Today’s edition of Harper’s Weekly summarizes South Carolina’s Constitutional Convention, which took place in the First Baptist Church of Columbia, the same site of the opening of the 1860 South Carolina Secession Convention:
The South Carolina State Convention was convened in the Baptist Church at Columbia at noon September 13. The Convention consisted of 124 delegates, all of whom, with the exception of five or six, were present. Judge D. L. Wardlaw was elected President. No sooner had a committee been appointed to wait upon the Governor than Mr. Aldrich offered a resolution to the effect that South Carolina, while compelled to accept the situation now forced upon her, awaited her opportunity to throw off restraint. Fortunately for the State not more than four or five supporters could be found for Mr. Aldrich. Even Ex-Governor Pickens reminded Mr. Aldrich that bluster was hardly in their line just now. It being proposed that the rules for the convention of 1860 be adopted in this one, Mr. James L. Orr pointedly remarked that the less said about the 1860 Convention the better. — On the second day of the Convention Governor Perry’s Message was received. This Message advised a thorough remodeling of the State Government, so that all elections for State officers should proceed immediately from the people. The abolition of slavery was insisted on, while negro suffrage was repudiated.— On the third day the Convention repealed the Ordinance of Secession. A committee was appointed to memorialize the President in behalf of Davis, Stephens, Magrath, and Trenholm. — On the fourth day the following resolutions were introduced by Mr. Hammond:
Resolved, That the Union is the first and paramount consideration of the American people.
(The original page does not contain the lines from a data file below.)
Issue #1984, opened 2017-11-08
pd_json strerror deprecation warning on Windows


obiltschnig:
@aleks-f Could you look into this?

```
      "P:\git\poco-1.8.0\JSON\JSON_vs150.vcxproj" (rebuild target) (1) ->
      (ClCompile target) ->
        src\pd_json.c(47): warning C4996: 'strerror': This function or variable may be unsafe. Consider using strerror_s instead. To disable deprecation, use
      _CRT_SECURE_NO_WARNINGS. See online help for details. [P:\git\poco-1.8.0\JSON\JSON_vs150.vcxproj]
        src\pd_json.c(144): warning C4996: 'strerror': This function or variable may be unsafe. Consider using strerror_s instead. To disable deprecation, use
       _CRT_SECURE_NO_WARNINGS. See online help for details. [P:\git\poco-1.8.0\JSON\JSON_vs150.vcxproj]
        src\pd_json.c(162): warning C4996: 'strerror': This function or variable may be unsafe. Consider using strerror_s instead. To disable deprecation, use
       _CRT_SECURE_NO_WARNINGS. See online help for details. [P:\git\poco-1.8.0\JSON\JSON_vs150.vcxproj]
```

PR #1987, opened 2017-11-09
Fix/json strerror

aleks-f:
Fix `pd_json strerror deprecation warning on Windows` #1984:

- [x] replace `strerror` (not thread safe) in pd_json with `strerror_r`
- [x] define `strerror_r` for `_MSC_VER`
- [x] remove `_CRT_SECURE_NO_WARNINGS` from JSON progen
- [x] regenerate JSON VS projects


aleks-f:
@obiltschnig we should consider replacing `strerror` in [Error](https://github.com/pocoproject/poco/blob/poco-1.8.0/Foundation/src/Error.cpp#L71-L77) (that code has two ifdef cases that do the same thing) and [File_UNIX](https://github.com/pocoproject/poco/blob/poco-1.8.0/Foundation/src/File_UNIX.cpp#L447) as well

If strerror fix in this pull is ok, I will also apply it in develop and send it upstream to `pdjson`

PR #1989, opened 2017-11-09
CMake patches for FreeBSD

jspricke:


digitalist:
@jspricke what FreeBSD version did you test?
It doesn't build on FreeBSD 12 without 
`add_definitions( -D_XOPEN_SOURCE=700 -D__BSD_VISIBLE -DPOCO_HAVE_FD_POLL)`

jspricke:
Actually that was kFreeBSD in Debian, see https://buildd.debian.org/status/logs.php?pkg=poco&arch=kfreebsd-amd64 for the build logs.

digitalist:
thanks. 
I wonder if it's possible for cmake to distinguish between freebsd and kfreebsd, because that poll patch helps, but  link_libraries(dl) fails on freebsd (it's seems like a common linuxism),

It could be useful to separate options for freebsd and kfreebsd.

jspricke:
I've opened a pull request to address this, sorry for the trouble and thanks for the ping :).

digitalist:
I wouldn't find how to build this if it wasn't your commit! 
I'll try to install kfreebsd now and check how to match it for cmake

PR #1991, opened 2017-11-11
Support building poco 1.8.0 as cmake sub-project

guruofquality:
I support optionally building poco as a cmake subproject/git submodule. After updating to 1.8.0 series, I had to make the following minor change due to use of cmake variables. This is a pretty simple substitution and should be non-breaking for any use case.

The key here was replacing a few instances of CMAKE_SOURCE_DIR with PROJECT_SOURCE_DIR so cmake/test_compiler.cpp can be properly located in cmake/CXX1x.cmake. I also replaced CMAKE_BINARY_DIR with PROJECT_BINARY_DIR in this file to be consistent,  but that wasn't actually an issue.

* Reference: https://stackoverflow.com/questions/22214349/modify-cmake-source-dir/22220680#22220680


obiltschnig:
Merged manually.  Please don't submit pull requests against master branch.

PR #1993, opened 2017-11-12
implement Poco::SharedPtr using std::shared_ptr

obiltschnig:


mkrivos:
Hello, what is added value of this change?

obiltschnig:
Making it possible to use `Poco::SharedPtr` and `std::shared_ptr` together, and getting all the `std::shared_ptr` goodness like `std::make_shared` and `std::weak_ptr`.

And eventually getting rid of Poco::SharedPtr.

mkrivos:
Ok, this is 'value for money'. Otherwise the std::shared_ptr is slower and quite bigger than poco original version. std::weak_ptr is good thing for caches by example.

mkrivos:
By the way on gcc 7.2 this change (ptr.get() != _ptr.get() instead of ptr.get() != _ptr) fixes compilation:

	template <class Other>
	SharedPtr& assign(const SharedPtr<Other>& ptr)
	{
		if (ptr.get() != _ptr.get())
		{
			SharedPtr tmp(ptr);
			swap(tmp);
		}
		return *this;
	}

obiltschnig:
Could you please provide a pull request?

obiltschnig:
Do you have any concrete numbers regarding Poco::SharedPtr vs std::shared_ptr performance?

atangfan:
Dear Sir,

Implementing Poco::SharedPtr using std::shared_ptr should be good for a compiler which has std++11 support, but since POCO [1.8.x will be last major non-c++11 release](https://github.com/pocoproject/poco/pull/1795) , why do you remove **ReleasePolicy**/**ReleaseArrayPolicy** in this version? Besides, this change does NOT reveal in [summary of changes](https://pocoproject.org/docs/99100-ReleaseNotes.html) , especially in **Incompatible Changes and Possible Transition Issues**.

Is that possible keeping the original implementation of **SharedPtr**? 
After explicitly implementing SharedPtr by std::shared_ptr, this part can be removed without dispute. Thank you.

aleks-f:
[ReleasePolicy](https://github.com/pocoproject/poco/blob/poco-1.8.0/Foundation/include/Poco/SharedPtr.h#L59-L84) was **not** removed in 1.8

atangfan:
@aleks-f ,I apologize for the mistake! ReleasePolicy is still there even in 1.8.1 branch. Seems like I disordered my local POCO repo! Sorry again for the wrong information....
Thank you for the response.

PR #2902, opened 2020-02-02
[FTPClient] Optimize expression

gaurav1086:


obiltschnig:
merged into poco-1.10.1

PR #2926, opened 2020-02-17
Fix clang issue

linquize:
Fix clang issue


obiltschnig:
Please state clearly what your PR is about and send a clean PR against `devel` branch, not one against master that changes 185 files.

PR #2942, opened 2020-02-26
Avoid clang 10 -Wimplicit-int-float-conversion warning/error when con…

Romain-Geissler-1A:
…verting int into float

Example of warning (error when using -Werror) we get with clang 10:

/remote/intdeliv/components/osp/Poco/Foundation/19-0-0-6/include/Poco/Dynamic/VarHolder.h:444:14: error: implicit conversion from 'int' to 'float' changes value from 2147483647 to 2147483648 [-Werror,-Wimplicit-int-float-conversion]
                if (from > std::numeric_limits<T>::max())
                         ~ ^~~~~~~~~~~~~~~~~~~~~~~~~~~~~
/remote/intdeliv/components/osp/Poco/Foundation/19-0-0-6/include/Poco/Dynamic/VarHolder.h:332:4: note: in instantiation of function template specialization 'Poco::Dynamic::VarHolder::checkUpperLimitFloat<float, int>' requested here
                        checkUpperLimitFloat<F,T>(from);
                        ^
/remote/intdeliv/components/osp/Poco/Foundation/19-0-0-6/include/Poco/Dynamic/VarHolder.h:2175:3: note: in instantiation of function template specialization 'Poco::Dynamic::VarHolder::convertToSmaller<float, int>' requested here
                convertToSmaller(_val, val);
                ^

PR #2943, opened 2020-02-26
Avoid clang 10 -Wimplicit-int-float-conversion warning/error when con…

Romain-Geissler-1A:
…verting int into float

Example of warning (error when using -Werror) we get with clang 10:

/remote/intdeliv/components/osp/Poco/Foundation/19-0-0-6/include/Poco/Dynamic/VarHolder.h:444:14: error: implicit conversion from 'int' to 'float' changes value from 2147483647 to 2147483648 [-Werror,-Wimplicit-int-float-conversion]
                if (from > std::numeric_limits<T>::max())
                         ~ ^~~~~~~~~~~~~~~~~~~~~~~~~~~~~
/remote/intdeliv/components/osp/Poco/Foundation/19-0-0-6/include/Poco/Dynamic/VarHolder.h:332:4: note: in instantiation of function template specialization 'Poco::Dynamic::VarHolder::checkUpperLimitFloat<float, int>' requested here
                        checkUpperLimitFloat<F,T>(from);
                        ^
/remote/intdeliv/components/osp/Poco/Foundation/19-0-0-6/include/Poco/Dynamic/VarHolder.h:2175:3: note: in instantiation of function template specialization 'Poco::Dynamic::VarHolder::convertToSmaller<float, int>' requested here
                convertToSmaller(_val, val);
                ^

### DIFF
--- a/Foundation/include/Poco/Dynamic/VarHolder.h
+++ b/Foundation/include/Poco/Dynamic/VarHolder.h
@@ -429,15 +429,33 @@ private:
 	template <typename F, typename T>
 	void checkUpperLimitFloat(const F& from) const
 	{
-		if (from > std::numeric_limits<T>::max())
-			throw RangeException("Value too large.");
+		if (std::is_floating_point<T>::value)
+		{
+			if (from > std::numeric_limits<T>::max())
+				throw RangeException("Value too large.");
+		}
+		else
+		{
+			// Avoid clang -Wimplicit-int-float-conversion warning with an explicit cast.
+			if (from > static_cast<F>(std::numeric_limits<T>::max()))
+				throw RangeException("Value too large.");
+		}
 	}
 
 	template <typename F, typename T>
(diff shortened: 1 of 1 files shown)


Romain-Geissler-1A:
> I don't have time to check right now, but reading it seems to me that this would not fix the problem because offending code would still be compiled - you'd need enable_if to fix it properly.

Well we did patch our own poco like this, and clang warning is now silent. Clang does it only when it's able to do constant propagation, so it will take the side of the "if" and thus not emit the warning. So if the warning is gone like this, is this ok ?

chrisse74:
This PR (or more precisely its predecessor #2942 was mentioned in https://github.com/pocoproject/poco/blob/poco-1.11.0/CHANGELOG but is not merged yet. Maybe someone can have a look... :)

aleks-f:
it is marked for the next [release](https://github.com/pocoproject/poco/milestone/32)

PR #2959, opened 2020-03-18
Fix percent-encoded fragment modification in Poco::URI

dahek:
Before this commit using Poco::URI class to parse specific URIs that had
percent-encoded fragment identifier resulted in the loss of information
concerning the way the fragment identifier was encoded. There could be the cases
when the  result of Poco::URI object serialization to string did not match the
original URI string Poco::URI object was created from.

In this commit we change the internal logic of fragment processing in Poco::URI,
so that the fragment is stored inside the class in raw form (the same way as
query string). The methods getFragment and setFragment work the old way (with
percent-decoded fragment values), new methods getRawFragment and setRawFragment
are added to get access to the original fragment representation.

### DIFF
--- a/Foundation/include/Poco/URI.h
+++ b/Foundation/include/Poco/URI.h
@@ -40,15 +40,18 @@ class Foundation_API URI
 	/// The class automatically performs a few normalizations on
 	/// all URIs and URI parts passed to it:
 	///   * scheme identifiers are converted to lower case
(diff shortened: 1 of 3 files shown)


aleks-f:
@obiltschnig this is a breaking change - `getFragment()` would now returns `const std::string&`, so that would now be a reference to a temporary object for code that was retrieving it as reference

Resolved, That sovereignty, a unit absolute and indivisible, which, in all nations, must exist somewhere, resides in the American people, and its authorized representative within the limits of the organic law—the Constitution—is the Federal Government.
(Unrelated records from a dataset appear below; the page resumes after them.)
PR #2983, opened 2020-04-19
Handle unexpected EOF when reading HTTP streams

oandrew:
Throw an exception on EOF before stream is complete.
Stream is complete if:
Chunked-Encoding: zero-length chunk received
Content-Length:  N bytes received

### DIFF
--- a/Net/include/Poco/Net/HTTPChunkedStream.h
+++ b/Net/include/Poco/Net/HTTPChunkedStream.h
@@ -48,6 +48,9 @@ protected:
 	int readFromDevice(char* buffer, std::streamsize length);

Resolved, That it is an uncontrovertible fact that slavery has ceased to exist through the exercise of the military power of the Federal Government, and that any attempt by us to revive it would be impolitic, unwise, and not only futile but disastrous.
Resolved, That it is true policy of the American people to confine the General Government strictly within the limits of the Constitution, and to acknowledge the inalienable right of each State to regulate its own affairs in its own way.
Resolved, That the late war was not one of an oppressed people against tyranny, but arose from an apprehension, on the part of the weaker section, of oppression and tyranny in the future, and was carried on under an honest conviction, coexistent among statesmen in every part of the country, with the adoption of the Constitution itself, that a State had the reserved right to revoke the powers it had delegated to the General Government, whenever, in the judgment of such State, there might be danger that those powers would be used to its disadvantage. The war, therefore, not having been strictly in the nature of rebellion or insurrection, we most respectfully suggest to his Excellency the President, the justice and wisdom of not enforcing the pains and penalties affixed to those crimes by the laws of the United States.
Resolved, That we indorse the acts of President Johnson’s administration, and will cordially support its wise and patriotic efforts to restore to the whole country the blessings of peace.
These resolutions were referred to a committee, and were not heard of again. —The sixth day was taken up in debating upon the prohibition of slavery. As on previous occasions, there were a few who wished to disturb the peaceful work of the Convention, but Mr. Orr and others talked pretty plainly in regard to the necessities of the case. After a little skirmish a clause was introduced into the Constitution declaring slavery in South Carolina abolished. —The Convention adjourned September 28, after fifteen days’ session, after having, besides the business already detailed, equalized the representation in the Senate and taxation throughout the State, given the election of Governor and Presidential electors to the people, ordered voting in the Legislature by viva voce, indorsed the Administration unanimously, and directed a commission to submit a code to the Legislature for the protection of the colored population.